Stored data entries
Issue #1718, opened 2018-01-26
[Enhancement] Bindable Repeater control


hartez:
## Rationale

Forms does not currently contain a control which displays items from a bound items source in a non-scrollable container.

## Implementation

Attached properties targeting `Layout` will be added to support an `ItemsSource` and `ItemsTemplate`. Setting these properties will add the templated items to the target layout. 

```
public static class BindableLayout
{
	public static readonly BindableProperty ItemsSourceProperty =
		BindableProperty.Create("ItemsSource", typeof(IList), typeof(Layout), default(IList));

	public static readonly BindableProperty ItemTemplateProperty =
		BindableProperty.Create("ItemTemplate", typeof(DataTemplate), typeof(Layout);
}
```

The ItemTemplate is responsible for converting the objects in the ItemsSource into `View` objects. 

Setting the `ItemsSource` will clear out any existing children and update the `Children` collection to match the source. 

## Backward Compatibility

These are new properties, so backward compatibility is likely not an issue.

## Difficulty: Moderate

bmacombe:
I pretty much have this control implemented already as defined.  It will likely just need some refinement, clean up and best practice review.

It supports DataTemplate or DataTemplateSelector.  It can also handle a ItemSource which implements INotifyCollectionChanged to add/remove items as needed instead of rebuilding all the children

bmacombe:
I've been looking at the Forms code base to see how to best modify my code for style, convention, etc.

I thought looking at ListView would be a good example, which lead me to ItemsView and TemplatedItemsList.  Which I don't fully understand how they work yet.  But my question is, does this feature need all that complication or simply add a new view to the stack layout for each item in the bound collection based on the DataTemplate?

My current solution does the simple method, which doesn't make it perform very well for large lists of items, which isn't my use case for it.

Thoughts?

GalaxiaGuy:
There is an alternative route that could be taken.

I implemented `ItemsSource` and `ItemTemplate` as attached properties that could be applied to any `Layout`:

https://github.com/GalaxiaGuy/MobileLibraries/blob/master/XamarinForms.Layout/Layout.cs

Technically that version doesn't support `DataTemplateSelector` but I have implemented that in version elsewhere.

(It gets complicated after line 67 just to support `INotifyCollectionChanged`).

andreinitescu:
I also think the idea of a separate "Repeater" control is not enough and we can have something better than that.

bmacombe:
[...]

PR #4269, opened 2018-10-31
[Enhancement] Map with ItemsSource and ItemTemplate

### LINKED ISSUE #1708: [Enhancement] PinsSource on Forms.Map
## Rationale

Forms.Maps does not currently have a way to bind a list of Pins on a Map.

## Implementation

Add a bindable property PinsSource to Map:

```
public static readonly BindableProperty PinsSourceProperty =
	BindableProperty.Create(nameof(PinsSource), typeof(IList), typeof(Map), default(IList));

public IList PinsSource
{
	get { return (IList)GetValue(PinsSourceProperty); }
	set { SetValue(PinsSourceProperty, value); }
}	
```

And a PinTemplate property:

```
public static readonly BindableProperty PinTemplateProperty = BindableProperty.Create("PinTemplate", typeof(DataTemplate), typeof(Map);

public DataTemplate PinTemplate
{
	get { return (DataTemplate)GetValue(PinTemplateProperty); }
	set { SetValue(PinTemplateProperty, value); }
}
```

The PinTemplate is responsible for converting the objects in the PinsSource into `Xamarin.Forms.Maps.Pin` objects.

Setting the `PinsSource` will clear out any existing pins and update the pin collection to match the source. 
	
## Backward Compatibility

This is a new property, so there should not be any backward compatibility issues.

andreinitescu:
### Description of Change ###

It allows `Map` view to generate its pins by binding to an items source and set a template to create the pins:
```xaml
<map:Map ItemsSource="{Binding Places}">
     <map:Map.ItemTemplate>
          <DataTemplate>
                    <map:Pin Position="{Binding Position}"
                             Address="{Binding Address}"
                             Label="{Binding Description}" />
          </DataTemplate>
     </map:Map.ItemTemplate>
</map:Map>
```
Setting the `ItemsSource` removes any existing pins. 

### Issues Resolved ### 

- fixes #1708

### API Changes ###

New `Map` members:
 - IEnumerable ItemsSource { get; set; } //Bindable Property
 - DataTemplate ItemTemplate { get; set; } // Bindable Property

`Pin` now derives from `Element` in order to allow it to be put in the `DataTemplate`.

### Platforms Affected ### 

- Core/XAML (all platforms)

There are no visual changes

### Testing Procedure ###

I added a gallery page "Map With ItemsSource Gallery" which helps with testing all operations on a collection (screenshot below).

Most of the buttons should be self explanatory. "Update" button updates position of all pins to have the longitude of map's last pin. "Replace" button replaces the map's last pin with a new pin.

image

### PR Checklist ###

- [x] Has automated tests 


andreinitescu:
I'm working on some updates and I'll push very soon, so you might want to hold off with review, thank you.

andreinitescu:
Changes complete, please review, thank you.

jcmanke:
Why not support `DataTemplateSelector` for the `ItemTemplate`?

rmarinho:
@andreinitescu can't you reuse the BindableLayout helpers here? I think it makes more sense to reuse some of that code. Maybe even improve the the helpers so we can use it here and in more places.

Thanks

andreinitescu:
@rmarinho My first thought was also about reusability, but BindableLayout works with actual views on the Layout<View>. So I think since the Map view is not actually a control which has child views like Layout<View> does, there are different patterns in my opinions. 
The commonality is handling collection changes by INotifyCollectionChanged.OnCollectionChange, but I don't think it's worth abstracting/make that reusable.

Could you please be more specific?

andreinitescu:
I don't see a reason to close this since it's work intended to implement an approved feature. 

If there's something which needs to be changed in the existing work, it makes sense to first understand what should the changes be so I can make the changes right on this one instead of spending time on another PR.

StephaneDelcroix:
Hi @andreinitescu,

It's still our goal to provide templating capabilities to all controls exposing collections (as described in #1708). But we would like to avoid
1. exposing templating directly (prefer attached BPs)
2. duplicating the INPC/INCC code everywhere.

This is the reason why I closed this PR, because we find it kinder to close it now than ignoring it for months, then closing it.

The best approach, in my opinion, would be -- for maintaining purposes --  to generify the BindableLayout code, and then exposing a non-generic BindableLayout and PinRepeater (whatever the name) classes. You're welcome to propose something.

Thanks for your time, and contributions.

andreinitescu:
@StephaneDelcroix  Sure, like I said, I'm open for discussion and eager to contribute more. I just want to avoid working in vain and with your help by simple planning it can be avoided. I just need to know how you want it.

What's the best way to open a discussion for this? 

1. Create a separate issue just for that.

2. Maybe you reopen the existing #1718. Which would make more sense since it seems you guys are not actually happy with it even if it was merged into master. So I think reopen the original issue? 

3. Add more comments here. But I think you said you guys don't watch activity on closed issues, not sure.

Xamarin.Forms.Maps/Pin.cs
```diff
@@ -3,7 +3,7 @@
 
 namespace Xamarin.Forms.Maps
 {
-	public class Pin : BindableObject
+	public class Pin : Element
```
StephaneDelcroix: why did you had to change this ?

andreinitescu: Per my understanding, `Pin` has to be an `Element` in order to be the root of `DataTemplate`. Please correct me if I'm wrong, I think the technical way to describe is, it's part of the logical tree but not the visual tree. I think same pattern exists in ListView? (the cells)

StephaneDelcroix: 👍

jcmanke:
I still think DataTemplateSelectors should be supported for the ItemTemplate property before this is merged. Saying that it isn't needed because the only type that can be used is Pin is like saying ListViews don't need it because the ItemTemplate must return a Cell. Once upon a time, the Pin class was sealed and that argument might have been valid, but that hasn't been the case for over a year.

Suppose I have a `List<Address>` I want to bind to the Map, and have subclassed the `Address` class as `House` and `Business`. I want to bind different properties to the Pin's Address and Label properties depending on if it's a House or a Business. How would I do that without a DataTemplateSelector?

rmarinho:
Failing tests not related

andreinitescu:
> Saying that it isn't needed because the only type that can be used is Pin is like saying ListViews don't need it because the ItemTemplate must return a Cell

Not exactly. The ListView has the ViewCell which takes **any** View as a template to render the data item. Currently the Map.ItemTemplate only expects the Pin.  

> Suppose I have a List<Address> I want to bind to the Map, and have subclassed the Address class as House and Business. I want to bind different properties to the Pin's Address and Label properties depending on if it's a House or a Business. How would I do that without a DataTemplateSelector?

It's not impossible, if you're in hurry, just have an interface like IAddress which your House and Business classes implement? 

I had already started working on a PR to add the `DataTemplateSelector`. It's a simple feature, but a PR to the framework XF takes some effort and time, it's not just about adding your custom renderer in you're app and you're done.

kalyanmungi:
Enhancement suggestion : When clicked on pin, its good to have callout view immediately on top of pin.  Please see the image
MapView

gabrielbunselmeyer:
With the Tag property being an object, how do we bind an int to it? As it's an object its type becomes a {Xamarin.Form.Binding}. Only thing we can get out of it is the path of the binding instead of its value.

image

WHAT IS EXPECTED —
Copy every line of the records above, starting with the first, up to and including the line containing "as attached properties".

ANSWER AREA —
Issue #1718, opened 2018-01-26
[Enhancement] Bindable Repeater control


hartez:
## Rationale

Forms does not currently contain a control which displays items from a bound items source in a non-scrollable container.

## Implementation

Attached properties targeting `Layout` will be added to support an `ItemsSource` and `ItemsTemplate`. Setting these properties will add the templated items to the target layout. 

```
public static class BindableLayout
{
	public static readonly BindableProperty ItemsSourceProperty =
		BindableProperty.Create("ItemsSource", typeof(IList), typeof(Layout), default(IList));

	public static readonly BindableProperty ItemTemplateProperty =
		BindableProperty.Create("ItemTemplate", typeof(DataTemplate), typeof(Layout);
}
```

The ItemTemplate is responsible for converting the objects in the ItemsSource into `View` objects. 

Setting the `ItemsSource` will clear out any existing children and update the `Children` collection to match the source. 

## Backward Compatibility

These are new properties, so backward compatibility is likely not an issue.

## Difficulty: Moderate

bmacombe:
I pretty much have this control implemented already as defined.  It will likely just need some refinement, clean up and best practice review.

It supports DataTemplate or DataTemplateSelector.  It can also handle a ItemSource which implements INotifyCollectionChanged to add/remove items as needed instead of rebuilding all the children

bmacombe:
I've been looking at the Forms code base to see how to best modify my code for style, convention, etc.

I thought looking at ListView would be a good example, which lead me to ItemsView and TemplatedItemsList.  Which I don't fully understand how they work yet.  But my question is, does this feature need all that complication or simply add a new view to the stack layout for each item in the bound collection based on the DataTemplate?

My current solution does the simple method, which doesn't make it perform very well for large lists of items, which isn't my use case for it.

Thoughts?

GalaxiaGuy:
There is an alternative route that could be taken.

I implemented `ItemsSource` and `ItemTemplate` as attached properties that could be applied to any `Layout`:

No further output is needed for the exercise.